Search the records for the word "then" and copy each line in which it appears.

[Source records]
........

PR #60, opened 2019-06-28
move util to common pkg.

morvencao:


pkg/util/label.go
```diff
@@ -0,0 +1,79 @@
...
+func GetLabel(resource runtime.Object, label string) (value string, ok bool) {
+	labels, err := meta.NewAccessor().Labels(resource)
+	if err != nil {
+		// if we can't access labels, then it doesn't have this label
+		return
+	}
+	if labels == nil {
+		labels = map[string]string{}
+	}
+	value, ok = labels[label]
```
ostromart: This doesn't seem right - we create a new labels and then check to see if our label matches? Suggest returning false if labels doesn't exist. You could just call HasLabel first to avoid code duplication.

pkg/util/label.go
```diff
@@ -0,0 +1,79 @@
...
+	if labels == nil {
+		return false
+	}
+	_, ok := labels[label]
+	return ok
+}
+
+// DeleteLabel is a helper function which deletes the specified label from the specified object.
+func DeleteLabel(resource runtime.Object, label string) {
+	resourceAccessor, err := meta.Accessor(resource)
```
ostromart: I think this could be the same as in HasLabel for consistency.

pkg/util/label.go
```diff
@@ -0,0 +1,79 @@
...
+package util
+
+import (
+	"k8s.io/apimachinery/pkg/api/meta"
+	"k8s.io/apimachinery/pkg/runtime"
+)
+
+// HasLabel is a helper function returning true if the specified object contains the specified label.
+func HasLabel(resource runtime.Object, label string) bool {
+	labels, err := meta.NewAccessor().Labels(resource)
```
ostromart: NewAccessor is cheap but still it's probably better to define it as a local package var and call that.

pkg/util/label.go
```diff
@@ -0,0 +1,79 @@
...
+		delete(labels, label)
+		resourceAccessor.SetLabels(labels)
+	}
+}
+
+// GetLabel is a helper function which returns the value of the specified label on the specified object.
+// returns ok=false if the label was not found on the object.
+func GetLabel(resource runtime.Object, label string) (value string, ok bool) {
+	if HasLabel(resource, label) {
+		labels := resourceAccessor.Labels(resource)
```
golangcibot: cannot initialize 1 variables with 2 values (from `typecheck`)

pkg/util/label.go
```diff
@@ -0,0 +1,79 @@
...
+// DeleteLabel is a helper function which deletes the specified label from the specified object.
+func DeleteLabel(resource runtime.Object, label string) {
+	resourceAccessor, err := meta.Accessor(resource)
+	if err != nil {
+		// if we can't access labels, then it doesn't have this label, so nothing to delete
+		return
+	}
+
+	if HasLabel(resource, label) {
+		labels := resourceAccessor.Labels(resource)
```
golangcibot: resourceAccessor.Labels undefined (type v1.Object has no field or method Labels) (from `typecheck`)

pkg/util/label.go
```diff
@@ -0,0 +1,79 @@
...
+// limitations under the License.
+
+package util
+
+import (
+	"k8s.io/apimachinery/pkg/api/meta"
+	"k8s.io/apimachinery/pkg/runtime"
+)
+
+var	(
```
golangcibot: File is not `goimports`-ed (from `goimports`)
```suggestion
var (
```

pkg/util/label.go
```diff
@@ -0,0 +1,79 @@
...
+		delete(labels, label)
+		resourceAccessor.SetLabels(labels)
+	}
+}
+
+// GetLabel is a helper function which returns the value of the specified label on the specified object.
+// returns ok=false if the label was not found on the object.
+func GetLabel(resource runtime.Object, label string) (value string, ok bool) {
+	if HasLabel(resource, label) {
+		labels := accessor.Labels(resource)
```
golangcibot: cannot initialize 1 variables with 2 values (from `typecheck`)

pkg/util/label.go
```diff
@@ -0,0 +1,79 @@
...
+
+	if HasLabel(resource, label) {
+		labels, _ := accessor.Labels(resource)
+		delete(labels, label)
+		resourceAccessor.SetLabels(labels)
+	}
+}
+
+// GetLabel is a helper function which returns the value of the specified label on the specified object.
+// returns ok=false if the label was not found on the object.
```
ostromart: It returns false...

pkg/util/label.go
```diff
@@ -0,0 +1,79 @@
...
+func GetLabel(resource runtime.Object, label string) (value string, ok bool) {
+	if HasLabel(resource, label) {
+		labels, _ := accessor.Labels(resource)
+		value, ok = labels[label]
+	}
+	return
```
ostromart: Nit: labeling return values and doing a naked return is best avoided if possible. I suggest writing this as follows:
func GetLabel(resource runtime.Object, label string) (string, bool) {
	if HasLabel(resource, label) {
		labels, _ := accessor.Labels(resource)
		return labels[label]
	}
	return "", false

pkg/util/label.go
```diff
@@ -0,0 +1,79 @@
...
+		resourceAccessor.SetLabels(labels)
+	}
+}
+
+// GetLabel is a helper function which returns the value of the specified label on the specified object.
+// returns "" and false if the label was not found on the object.
+func GetLabel(resource runtime.Object, label string) (string, bool) {
+	if HasLabel(resource, label) {
+		labels, _ := accessor.Labels(resource)
+		return labels[label]
```
golangcibot: wrong number of return values (want 2, got 1) (from `typecheck`)

pkg/util/label.go
```diff
@@ -0,0 +1,80 @@
...
+		resourceAccessor.SetLabels(labels)
+	}
+}
+
+// GetLabel is a helper function which returns the value of the specified label on the specified object.
+// returns "", false if the label was not found on the object.
+func GetLabel(resource runtime.Object, label string) (string, bool) {
+	if HasLabel(resource, label) {
+		labels, _ := accessor.Labels(resource)
+		value, ok = labels[label]
```
golangcibot: undeclared name: `value` (from `typecheck`)

pkg/util/label.go
morvencao: Yep, got your point.

PR #66, opened 2019-07-03
Fix iop install

ostromart:
Fixes a number of issues with iop install:
- error condition was causing goroutines to block
- default namespace setting was not being verified
- output formatting has been cleaned up


pkg/name/name.go
```diff
@@ -67,87 +67,78 @@ const (
...
-		log.Error(err.Error())
-		return ""
+		return "", fmt.Errorf("error in Namepsace for feature=%s, component=%s: %s", featureName, componentName, err)
 
 	}
 	defaultNamespace, ok := defaultNamespaceI.(string)
 	if !ok {
-		log.Errorf("CustomPackagePath has bad type %T, expect string", defaultNamespaceI)
-		return ""
+		return "", fmt.Errorf("DefaultNamespacePrefix has bad type %T, expect string", defaultNamespaceI)
```
golangcibot: error strings should not be capitalized or end with punctuation or a newline (from `golint`)

cmd/iop/shared.go
```diff
@@ -70,51 +71,59 @@ func genManifests(args *rootArgs) (name.ManifestMap, error) {
...
 	}
-	if errs := validate.CheckIstioControlPlaneSpec(mergedcps); len(errs) != 0 {
-		log.Fatalf(errs.ToError().Error())
+	if errs := validate.CheckIstioControlPlaneSpec(mergedcps, true); len(errs) != 0 {
+		return nil, errs.ToError()
 	}
 
 	if yd := util.YAMLDiff(mergedYAML, util.ToYAMLWithJSONPB(mergedcps)); yd != "" {
-		log.Fatalf("Validated YAML differs from input: \n%s", yd)
+		return nil, fmt.Errorf("Validated YAML differs from input: \n%s", yd)
```
golangcibot: error strings should not be capitalized or end with punctuation or a newline (from `golint`)

pkg/manifest/installer.go
```diff
@@ -31,6 +31,7 @@ import (
 	"k8s.io/apimachinery/pkg/runtime/serializer"
 	"k8s.io/apimachinery/pkg/util/wait"
 	"k8s.io/client-go/kubernetes/scheme"
+	_ "k8s.io/client-go/plugin/pkg/client/auth/gcp"
```
golangcibot: a blank import should be only in a main or test package, or have a comment justifying it (from `golint`)

pkg/validate/validate.go
```diff
@@ -20,6 +20,7 @@ import (
 	"reflect"
 	"strings"
 
+	"istio.io/fortio/log"
```
golangcibot: could not import istio.io/fortio/log (invalid package name: "") (from `typecheck`)

cmd/iop/shared.go
```diff
@@ -70,51 +71,59 @@ func genManifests(args *rootArgs) (name.ManifestMap, error) {
...
-		log.Fatalf(err.Error())
+		return nil, err
 	}
 
 	manifests, errs := cp.RenderManifest()
 
 	return manifests, errs.ToError()
 }
+
+func logAndPrintf(args *rootArgs, v ...interface{}) {
```
ayj: This capability should really be rolled into istio.io/pkg/log if its useful.

cmd/iop/install.go
```diff
@@ -46,10 +46,33 @@ func installManifests(args *rootArgs) {
...
+			logAndPrintf(args, "Error strings:\n%s\n", out.Stderr[cn])
+		}
+		if strings.TrimSpace(out.Stdout[cn]) != "" {
+			logAndPrintf(args, "Command output:\n%s\n", out.Stdout[cn])
+		}
 	}
 }
+
+// underline generates an underline with the underlineChar of length s.
+func underline(s, underlineChar string) string {
```
ayj: I'm not sure this warrants its own function. `strings.Repeat("=", len(cs))` is equally readable IMO.

data/charts/crds/templates/crds.yaml
```diff
@@ -1,3 +1,12 @@
+# To prevent accidental injection into istio-system.
+apiVersion: v1
+kind: Namespace
+metadata:
+  name: {{ .Release.Namespace }}
+  labels:
+    istio-operator-managed: Reconcile
+    istio-injection: disabled
+---
```
ayj: We should start namespaceing new labels, e.g. 

```yaml
operator.istio.io/managed: Reconcile
```

We'll need to migrate existing labels over time. xref https://github.com/istio/istio/issues/14777

pkg/manifest/installer.go
ayj: Maybe `import k8s.io/client-go/plugin/pkg/client/auth` to support all known client auth plugins? e.g. azure, oidc.

pkg/name/name.go
golangcibot: error strings should not be capitalized or end with punctuation or a newline (from `golint`)

cmd/iop/shared.go
golangcibot: error strings should not be capitalized or end with punctuation or a newline (from `golint`)

pkg/name/name.go
```diff
@@ -67,87 +67,78 @@ const (
...
+// IsComponentEnabledInSpec reports whether the given feature and component are enabled in the given spec. The logic is, in
 // order of evaluation:
 // 1. if the feature is not defined, the component is disabled, else
 // 2. if the feature is disabled, the component is disabled, else
 // 3. if the component is not defined, it is reported disabled, else
 // 4. if the component disabled, it is reported disabled, else
 // 5. the component is enabled.
 // This follows the logic description in IstioControlPlane proto.
-func IsComponentEnabled(featureName FeatureName, componentName ComponentName, installSpec *v1alpha2.IstioControlPlaneSpec) bool {
+func IsComponentEnabledInSpec(featureName FeatureName, componentName ComponentName, installSpec *v1alpha2.IstioControlPlaneSpec) (bool, error) {
```
ayj: `IsComponentEnabledInSpec` and `Namespace` functions mix user input validation and runtime behavior. Long term it would be good to separate these into distinct phases so we can catch bad input earlier in the pipeline.

data/charts/crds/templates/crds.yaml
ostromart: Done.

pkg/name/name.go
ostromart: Agreed and I had exactly the same feeling as I was working on this. I do feel uneasy about not double checking, but if the contract is clear the extra check can be removed. I've put a TODO here for now because validation is far from perfect right now so more work is needed before we can be sure the inputs are good.

pkg/manifest/installer.go
```diff
@@ -46,16 +49,38 @@ const (
...
+
+var (
+	// operatorLabelStr indicates Istio operator is managing this resource.
+	operatorLabelStr = name.ToOperatorNamespace("istio-operator-managed")
 	// istioComponentLabelStr indicates which Istio component a resource belongs to.
-	istioComponentLabelStr = "istio-component"
+	istioComponentLabelStr = name.ToOperatorNamespace("istio-component")
 	// istioVersionLabelStr indicates which Istio version
-	istioVersionLabelStr = "istio-version"
+	istioVersionLabelStr = name.ToOperatorNamespace("istio-version")
```
ayj: It took me a minute to understand what was going on here. This might be more readable to define the well-known labels a const, e.g.

```golang
OperatorLabelOperatorManaged = "operator.istio.io/managed" // valid values are ...
OperatorLabelOperatorComponent = "operator.istio.io/component" 
OperatorLabelOperatorVersion = "operator.istio.io/version" 
```

@geeknoid created some comment packages to catalog annotations (see https://github.com/istio/pkg/blob/master/annotations/annotation.go). It might be worth doing the same for labels so that are more easily discover-able via docs.

PR #68, opened 2019-07-04
add yaml separator for generated manifest.

morvencao:
Resolve: https://github.com/istio/istio/issues/15370

Currently if you generate the yaml manifests with default profile:

```
#./iop manifest > istio.yaml
```

You will find the yaml is invalid because there are some missing yaml separator:

```
# kubectl apply -f istio.yaml.old
error: error validating "istio.yaml.old": error validating data: [ValidationError(ClusterRole): unknown field "roleRef" in io.k8s.api.rbac.v1.ClusterRole, ValidationError(ClusterRole): unknown field "spec" in io.k8s.api.rbac.v1.ClusterRole, ValidationError(ClusterRole): unknown field "subjects" in io.k8s.api.rbac.v1.ClusterRole]; if you choose to ignore these errors, turn validation off with --validate=false
```

Check the generated yaml manifests:
```
...
          - weight: 2
            preference:
              matchExpressions:
              - key: beta.kubernetes.io/arch
                operator: In
                values:
                - s390x
apiVersion: rbac.authorization.k8s.io/v1
kind: ClusterRoleBinding
metadata:
  name: istio-nodeagent-istio-system
  labels:
    app: istio-nodeagent
    release: istio
roleRef:
  apiGroup: rbac.authorization.k8s.io
  kind: ClusterRole
  name: istio-nodeagent-istio-system
subjects:
  - kind: ServiceAccount
    name: istio-nodeagent-service-account
    namespace: istio-system
apiVersion: rbac.authorization.k8s.io/v1
kind: ClusterRole
metadata:
  name: istio-nodeagent-istio-system
  labels:
    app: istio-nodeagent
    release: istio
rules:
- apiGroups: [""]
  resources: ["configmaps"]
  verbs: ["get"]
...
```

This PR is to add yaml separator for each yaml file rendered by the helm engine.

### DIFF
--- a/pkg/helm/helm.go
+++ b/pkg/helm/helm.go
@@ -119,6 +119,10 @@ func renderChart(namespace, baseValues, overlayValues string, chrt *chart.Chart)
 
 	var sb strings.Builder
 	for _, f := range files {
+		// add yaml separater if the rendered file doesn't have one at the end
+		if !strings.HasSuffix(strings.TrimSpace(f)+"\n", YAMLSeparator) {
+			f += YAMLSeparator
+		}
 		_, err := sb.WriteString(f + YAMLSeparator)
 		if err != nil {
 			return "", err
--- a/pkg/helm/helm.go
+++ b/pkg/helm/helm.go
@@ -119,7 +119,7 @@ func renderChart(namespace, baseValues, overlayValues string, chrt *chart.Chart)
 
 	var sb strings.Builder
 	for _, f := range files {
-		_, err := sb.WriteString(f)
+		_, err := sb.WriteString(f + YAMLSeparator)
 		if err != nil {
 			return "", err
 		}


pkg/helm/helm.go
```diff
@@ -115,7 +115,7 @@ func renderChart(namespace, baseValues, overlayValues string, chrt *chart.Chart)
 
 	var sb strings.Builder
 	for _, f := range files {
-		_, err := sb.WriteString(f)
+		_, err := sb.WriteString(f + YAMLSeparator)
```
howardjohn: is it ok if we get 2 separators?

morvencao: Have checked the default behavior of `helm template`, it will add additional YAMLSeparator between two resources, no matter whether the original template contains YAMLSeparator or not.

ostromart:
If we go down this route we should remove file ending separators which are in most of the helm templates. But really, I think it's easier just to add the missing separator to the offending template, since inserting these extras everywhere right now will lead to lots of null objects in the manifest.

pkg/helm/helm.go
```diff
@@ -115,7 +115,11 @@ func renderChart(namespace, baseValues, overlayValues string, chrt *chart.Chart)
 
 	var sb strings.Builder
 	for _, f := range files {
-		_, err := sb.WriteString(f)
+		// add yaml separater if the rendered file doesn't have one at the end
+		if !strings.HasSuffix(strings.TrimSpace(f) + "\n", YAMLSeparator) {
```
golangcibot: File is not `goimports`-ed (from `goimports`)
```suggestion
		if !strings.HasSuffix(strings.TrimSpace(f)+"\n", YAMLSeparator) {
```

morvencao:
Only add yaml separator if the rendered chart manifest doesn't have yaml separator at the end.

morvencao:
@ayj Sure

pkg/helm/helm.go
sdake: @howardjohn if K8s receives an empty blob in a manifest (triggerered by 2 seperators) it ignores it.  Its not tidy, and something that could be optimized, but not really worth the trouble at this time.

Cheers
-steve

howardjohn: it's not just about what kubernetes expects, we need to make sure all usages of this output handle it ok as well. I don't know where this is actually used, just wanted to point it out since we had issues in the test framework with extra separators

sdake: interesting re test infra.

howardjohn: yeah if I remember right it would try to do `kubectl apply nil` or something. Nothing that can't be fixed just need to he careful

morvencao:
Closing this for this is included in https://github.com/istio/operator/pull/128.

........

= Task solution =
+		// if we can't access labels, then it doesn't have this label
ostromart: This doesn't seem right - we create a new labels and then check to see if our label matches? Suggest returning false if labels doesn't exist. You could just call HasLabel first to avoid code duplication.
+		// if we can't access labels, then it doesn't have this label, so nothing to delete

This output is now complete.